Data to process →
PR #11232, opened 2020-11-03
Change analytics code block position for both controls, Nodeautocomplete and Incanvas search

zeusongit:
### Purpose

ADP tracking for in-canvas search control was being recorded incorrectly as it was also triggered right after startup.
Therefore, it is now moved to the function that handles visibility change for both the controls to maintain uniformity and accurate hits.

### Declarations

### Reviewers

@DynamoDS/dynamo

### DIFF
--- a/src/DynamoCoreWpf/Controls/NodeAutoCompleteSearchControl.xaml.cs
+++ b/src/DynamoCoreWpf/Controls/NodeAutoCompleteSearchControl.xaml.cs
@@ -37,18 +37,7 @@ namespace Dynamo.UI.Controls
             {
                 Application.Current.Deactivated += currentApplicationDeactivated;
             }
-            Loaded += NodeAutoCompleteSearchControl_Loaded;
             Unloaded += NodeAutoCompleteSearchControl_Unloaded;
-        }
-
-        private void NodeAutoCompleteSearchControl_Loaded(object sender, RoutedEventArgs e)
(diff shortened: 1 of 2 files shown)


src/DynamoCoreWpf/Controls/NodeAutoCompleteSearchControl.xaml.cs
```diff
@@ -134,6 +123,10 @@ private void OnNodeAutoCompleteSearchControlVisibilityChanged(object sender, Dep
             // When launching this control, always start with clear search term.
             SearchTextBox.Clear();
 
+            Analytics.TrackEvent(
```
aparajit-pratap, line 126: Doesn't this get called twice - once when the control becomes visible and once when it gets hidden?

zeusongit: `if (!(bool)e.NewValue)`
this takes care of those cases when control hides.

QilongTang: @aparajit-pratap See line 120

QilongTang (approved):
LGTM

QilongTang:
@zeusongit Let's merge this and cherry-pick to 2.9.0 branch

==

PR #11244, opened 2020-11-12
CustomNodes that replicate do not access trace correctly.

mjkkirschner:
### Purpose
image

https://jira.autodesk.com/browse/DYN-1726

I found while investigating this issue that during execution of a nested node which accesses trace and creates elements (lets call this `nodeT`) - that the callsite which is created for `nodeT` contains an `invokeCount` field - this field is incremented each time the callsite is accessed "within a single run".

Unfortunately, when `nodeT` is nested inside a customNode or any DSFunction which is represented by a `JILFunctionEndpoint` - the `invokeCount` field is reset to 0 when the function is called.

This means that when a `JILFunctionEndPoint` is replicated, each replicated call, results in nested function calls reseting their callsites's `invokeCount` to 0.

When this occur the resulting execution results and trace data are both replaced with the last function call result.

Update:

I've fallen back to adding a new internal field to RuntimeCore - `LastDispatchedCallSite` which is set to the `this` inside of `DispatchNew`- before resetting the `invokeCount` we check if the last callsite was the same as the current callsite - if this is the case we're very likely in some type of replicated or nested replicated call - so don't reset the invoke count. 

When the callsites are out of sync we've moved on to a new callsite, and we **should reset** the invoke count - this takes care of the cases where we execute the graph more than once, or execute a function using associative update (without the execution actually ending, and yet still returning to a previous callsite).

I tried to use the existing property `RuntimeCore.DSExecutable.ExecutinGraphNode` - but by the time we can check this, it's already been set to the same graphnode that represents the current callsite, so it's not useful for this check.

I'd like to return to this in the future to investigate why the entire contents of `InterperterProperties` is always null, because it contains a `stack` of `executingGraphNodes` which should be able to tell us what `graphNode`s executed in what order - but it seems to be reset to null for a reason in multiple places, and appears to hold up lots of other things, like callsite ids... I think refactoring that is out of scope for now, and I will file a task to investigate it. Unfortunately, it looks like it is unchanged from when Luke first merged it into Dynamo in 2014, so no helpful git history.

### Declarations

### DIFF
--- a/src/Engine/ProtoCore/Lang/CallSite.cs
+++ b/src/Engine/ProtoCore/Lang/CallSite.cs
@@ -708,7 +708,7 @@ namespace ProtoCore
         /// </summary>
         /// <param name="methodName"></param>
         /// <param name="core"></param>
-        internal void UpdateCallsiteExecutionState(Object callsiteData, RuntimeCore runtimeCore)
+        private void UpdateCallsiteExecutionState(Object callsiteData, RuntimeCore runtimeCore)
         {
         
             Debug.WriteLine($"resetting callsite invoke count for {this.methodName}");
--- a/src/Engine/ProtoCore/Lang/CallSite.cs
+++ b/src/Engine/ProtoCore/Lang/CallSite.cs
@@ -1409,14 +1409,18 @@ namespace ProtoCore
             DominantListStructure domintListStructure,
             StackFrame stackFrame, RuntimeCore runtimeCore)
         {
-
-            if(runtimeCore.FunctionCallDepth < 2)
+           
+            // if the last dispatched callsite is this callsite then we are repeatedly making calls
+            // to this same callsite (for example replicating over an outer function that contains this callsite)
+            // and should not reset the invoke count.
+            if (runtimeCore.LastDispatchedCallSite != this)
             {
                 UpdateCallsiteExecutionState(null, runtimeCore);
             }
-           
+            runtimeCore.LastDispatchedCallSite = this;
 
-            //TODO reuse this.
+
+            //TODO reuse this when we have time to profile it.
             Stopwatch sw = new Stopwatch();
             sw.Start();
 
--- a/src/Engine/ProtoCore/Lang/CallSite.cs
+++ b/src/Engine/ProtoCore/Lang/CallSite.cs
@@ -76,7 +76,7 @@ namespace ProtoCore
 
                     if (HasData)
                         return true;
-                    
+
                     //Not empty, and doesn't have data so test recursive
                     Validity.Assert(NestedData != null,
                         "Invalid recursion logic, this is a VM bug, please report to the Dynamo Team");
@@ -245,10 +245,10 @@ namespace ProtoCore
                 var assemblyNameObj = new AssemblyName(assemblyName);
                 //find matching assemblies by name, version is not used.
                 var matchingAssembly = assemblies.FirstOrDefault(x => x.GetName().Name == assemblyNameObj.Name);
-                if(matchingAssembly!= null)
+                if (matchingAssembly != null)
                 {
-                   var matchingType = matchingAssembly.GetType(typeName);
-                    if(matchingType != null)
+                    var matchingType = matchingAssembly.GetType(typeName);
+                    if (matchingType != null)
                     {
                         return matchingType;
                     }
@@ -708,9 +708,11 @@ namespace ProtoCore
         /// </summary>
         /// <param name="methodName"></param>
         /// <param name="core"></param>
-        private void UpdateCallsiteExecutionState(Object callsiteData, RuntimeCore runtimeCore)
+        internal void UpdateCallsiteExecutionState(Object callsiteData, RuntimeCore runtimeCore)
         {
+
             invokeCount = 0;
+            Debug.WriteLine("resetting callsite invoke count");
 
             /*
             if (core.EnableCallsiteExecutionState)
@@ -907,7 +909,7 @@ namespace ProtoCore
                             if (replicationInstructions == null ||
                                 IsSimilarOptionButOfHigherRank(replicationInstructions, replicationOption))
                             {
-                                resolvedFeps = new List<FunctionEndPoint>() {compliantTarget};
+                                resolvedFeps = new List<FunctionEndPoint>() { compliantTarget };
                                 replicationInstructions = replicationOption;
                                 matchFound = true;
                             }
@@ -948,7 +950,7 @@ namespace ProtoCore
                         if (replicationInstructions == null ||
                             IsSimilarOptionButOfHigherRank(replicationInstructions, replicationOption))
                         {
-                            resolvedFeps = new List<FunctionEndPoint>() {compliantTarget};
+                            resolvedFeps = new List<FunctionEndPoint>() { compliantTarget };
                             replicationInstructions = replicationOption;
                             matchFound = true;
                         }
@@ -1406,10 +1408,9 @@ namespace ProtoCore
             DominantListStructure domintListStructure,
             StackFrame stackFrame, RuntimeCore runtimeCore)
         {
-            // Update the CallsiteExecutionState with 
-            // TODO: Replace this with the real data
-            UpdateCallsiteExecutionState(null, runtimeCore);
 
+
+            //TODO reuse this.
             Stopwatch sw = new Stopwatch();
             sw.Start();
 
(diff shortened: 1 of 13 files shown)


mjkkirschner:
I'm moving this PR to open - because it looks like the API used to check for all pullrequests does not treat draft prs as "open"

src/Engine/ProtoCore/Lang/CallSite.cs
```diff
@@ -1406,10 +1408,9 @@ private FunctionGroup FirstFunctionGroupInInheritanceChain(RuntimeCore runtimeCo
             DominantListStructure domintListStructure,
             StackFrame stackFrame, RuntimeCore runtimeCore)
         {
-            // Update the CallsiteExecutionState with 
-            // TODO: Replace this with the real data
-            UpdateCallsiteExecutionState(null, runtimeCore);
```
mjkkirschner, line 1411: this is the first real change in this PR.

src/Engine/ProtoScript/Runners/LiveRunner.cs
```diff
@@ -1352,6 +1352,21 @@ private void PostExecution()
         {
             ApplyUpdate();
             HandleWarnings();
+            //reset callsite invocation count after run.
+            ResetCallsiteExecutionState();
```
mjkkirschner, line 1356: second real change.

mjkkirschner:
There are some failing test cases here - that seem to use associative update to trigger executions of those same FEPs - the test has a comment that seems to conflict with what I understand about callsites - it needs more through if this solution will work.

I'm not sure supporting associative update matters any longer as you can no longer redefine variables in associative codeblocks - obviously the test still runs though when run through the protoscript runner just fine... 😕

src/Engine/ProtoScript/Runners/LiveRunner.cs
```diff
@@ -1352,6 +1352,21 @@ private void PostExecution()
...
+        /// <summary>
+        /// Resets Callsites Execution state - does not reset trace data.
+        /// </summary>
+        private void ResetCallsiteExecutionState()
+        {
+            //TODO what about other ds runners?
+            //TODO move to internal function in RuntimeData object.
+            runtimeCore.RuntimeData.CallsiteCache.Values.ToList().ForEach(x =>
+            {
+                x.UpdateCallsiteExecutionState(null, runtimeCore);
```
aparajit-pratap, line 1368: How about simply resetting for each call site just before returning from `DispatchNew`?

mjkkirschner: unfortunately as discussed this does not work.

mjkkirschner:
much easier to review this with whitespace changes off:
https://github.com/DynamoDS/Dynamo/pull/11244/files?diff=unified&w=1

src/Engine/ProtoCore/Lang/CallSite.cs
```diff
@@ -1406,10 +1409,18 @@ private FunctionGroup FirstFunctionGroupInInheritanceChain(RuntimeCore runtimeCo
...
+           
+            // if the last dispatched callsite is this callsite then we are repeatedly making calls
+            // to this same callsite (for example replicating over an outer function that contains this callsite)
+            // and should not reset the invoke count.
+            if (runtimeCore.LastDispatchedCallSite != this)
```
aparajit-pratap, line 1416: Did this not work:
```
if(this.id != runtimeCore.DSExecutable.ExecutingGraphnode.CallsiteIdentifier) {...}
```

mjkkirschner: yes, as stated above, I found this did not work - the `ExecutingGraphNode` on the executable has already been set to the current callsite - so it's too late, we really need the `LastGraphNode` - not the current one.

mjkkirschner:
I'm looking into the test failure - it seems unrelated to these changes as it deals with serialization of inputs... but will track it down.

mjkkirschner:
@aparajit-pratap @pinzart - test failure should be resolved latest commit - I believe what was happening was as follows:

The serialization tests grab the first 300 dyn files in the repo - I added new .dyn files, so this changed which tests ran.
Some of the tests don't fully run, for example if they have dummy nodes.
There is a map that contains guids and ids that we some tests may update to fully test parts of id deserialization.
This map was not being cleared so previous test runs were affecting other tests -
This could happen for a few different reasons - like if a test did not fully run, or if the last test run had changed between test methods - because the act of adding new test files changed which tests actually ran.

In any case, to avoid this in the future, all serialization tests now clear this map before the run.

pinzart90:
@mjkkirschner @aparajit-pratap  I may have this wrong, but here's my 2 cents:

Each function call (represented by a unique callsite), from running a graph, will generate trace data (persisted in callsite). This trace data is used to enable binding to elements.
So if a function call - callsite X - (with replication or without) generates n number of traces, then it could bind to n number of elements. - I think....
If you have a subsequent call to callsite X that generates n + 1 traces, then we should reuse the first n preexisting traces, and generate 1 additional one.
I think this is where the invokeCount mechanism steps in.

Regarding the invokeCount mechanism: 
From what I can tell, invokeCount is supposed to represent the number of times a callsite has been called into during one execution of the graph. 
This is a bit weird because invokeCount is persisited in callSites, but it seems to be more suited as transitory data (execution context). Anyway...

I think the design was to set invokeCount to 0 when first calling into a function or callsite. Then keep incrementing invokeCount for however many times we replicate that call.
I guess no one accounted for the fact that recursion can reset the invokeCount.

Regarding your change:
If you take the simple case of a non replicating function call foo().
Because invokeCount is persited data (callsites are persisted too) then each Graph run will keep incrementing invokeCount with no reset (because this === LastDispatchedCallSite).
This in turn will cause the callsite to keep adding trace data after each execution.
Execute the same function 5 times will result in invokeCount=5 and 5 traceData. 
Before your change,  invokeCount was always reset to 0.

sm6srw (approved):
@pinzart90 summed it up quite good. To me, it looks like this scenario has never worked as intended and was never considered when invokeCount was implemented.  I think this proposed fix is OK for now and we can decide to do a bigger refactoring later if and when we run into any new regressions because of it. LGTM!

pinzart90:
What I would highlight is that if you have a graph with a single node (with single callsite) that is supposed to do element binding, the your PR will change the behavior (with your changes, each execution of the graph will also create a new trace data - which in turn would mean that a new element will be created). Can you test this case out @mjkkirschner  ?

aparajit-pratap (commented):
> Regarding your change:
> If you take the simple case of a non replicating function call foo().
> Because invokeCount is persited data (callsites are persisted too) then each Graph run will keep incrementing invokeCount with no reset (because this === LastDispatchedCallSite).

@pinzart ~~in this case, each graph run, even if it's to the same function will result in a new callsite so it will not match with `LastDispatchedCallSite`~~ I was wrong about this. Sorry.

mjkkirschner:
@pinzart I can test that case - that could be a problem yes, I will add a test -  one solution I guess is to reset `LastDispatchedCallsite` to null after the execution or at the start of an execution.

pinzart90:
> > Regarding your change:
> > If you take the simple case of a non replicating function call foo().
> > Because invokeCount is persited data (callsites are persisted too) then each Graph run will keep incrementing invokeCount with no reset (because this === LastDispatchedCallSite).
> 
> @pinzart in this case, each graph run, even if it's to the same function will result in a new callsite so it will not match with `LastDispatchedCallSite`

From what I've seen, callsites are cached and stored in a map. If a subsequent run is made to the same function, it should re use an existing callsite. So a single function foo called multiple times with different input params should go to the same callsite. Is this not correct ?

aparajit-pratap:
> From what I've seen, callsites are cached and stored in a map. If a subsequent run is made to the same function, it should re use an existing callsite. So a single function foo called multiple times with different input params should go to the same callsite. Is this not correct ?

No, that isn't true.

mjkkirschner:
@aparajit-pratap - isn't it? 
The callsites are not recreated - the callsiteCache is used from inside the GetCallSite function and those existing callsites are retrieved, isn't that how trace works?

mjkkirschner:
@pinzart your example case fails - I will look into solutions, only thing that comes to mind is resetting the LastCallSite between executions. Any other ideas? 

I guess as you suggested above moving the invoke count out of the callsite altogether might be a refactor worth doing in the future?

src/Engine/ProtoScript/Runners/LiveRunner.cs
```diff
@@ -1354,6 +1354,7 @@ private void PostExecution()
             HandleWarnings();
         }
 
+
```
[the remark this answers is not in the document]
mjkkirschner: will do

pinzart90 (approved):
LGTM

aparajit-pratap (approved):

Work task →
Beginning with the line holding "In any case, to" and ending with the line holding "Each function call", write out the stretch of material above exactly; add no further lines.

Written response →
In any case, to avoid this in the future, all serialization tests now clear this map before the run.

pinzart90:
@mjkkirschner @aparajit-pratap  I may have this wrong, but here's my 2 cents:

Each function call (represented by a unique callsite), from running a graph, will generate trace data (persisted in callsite). This trace data is used to enable binding to elements.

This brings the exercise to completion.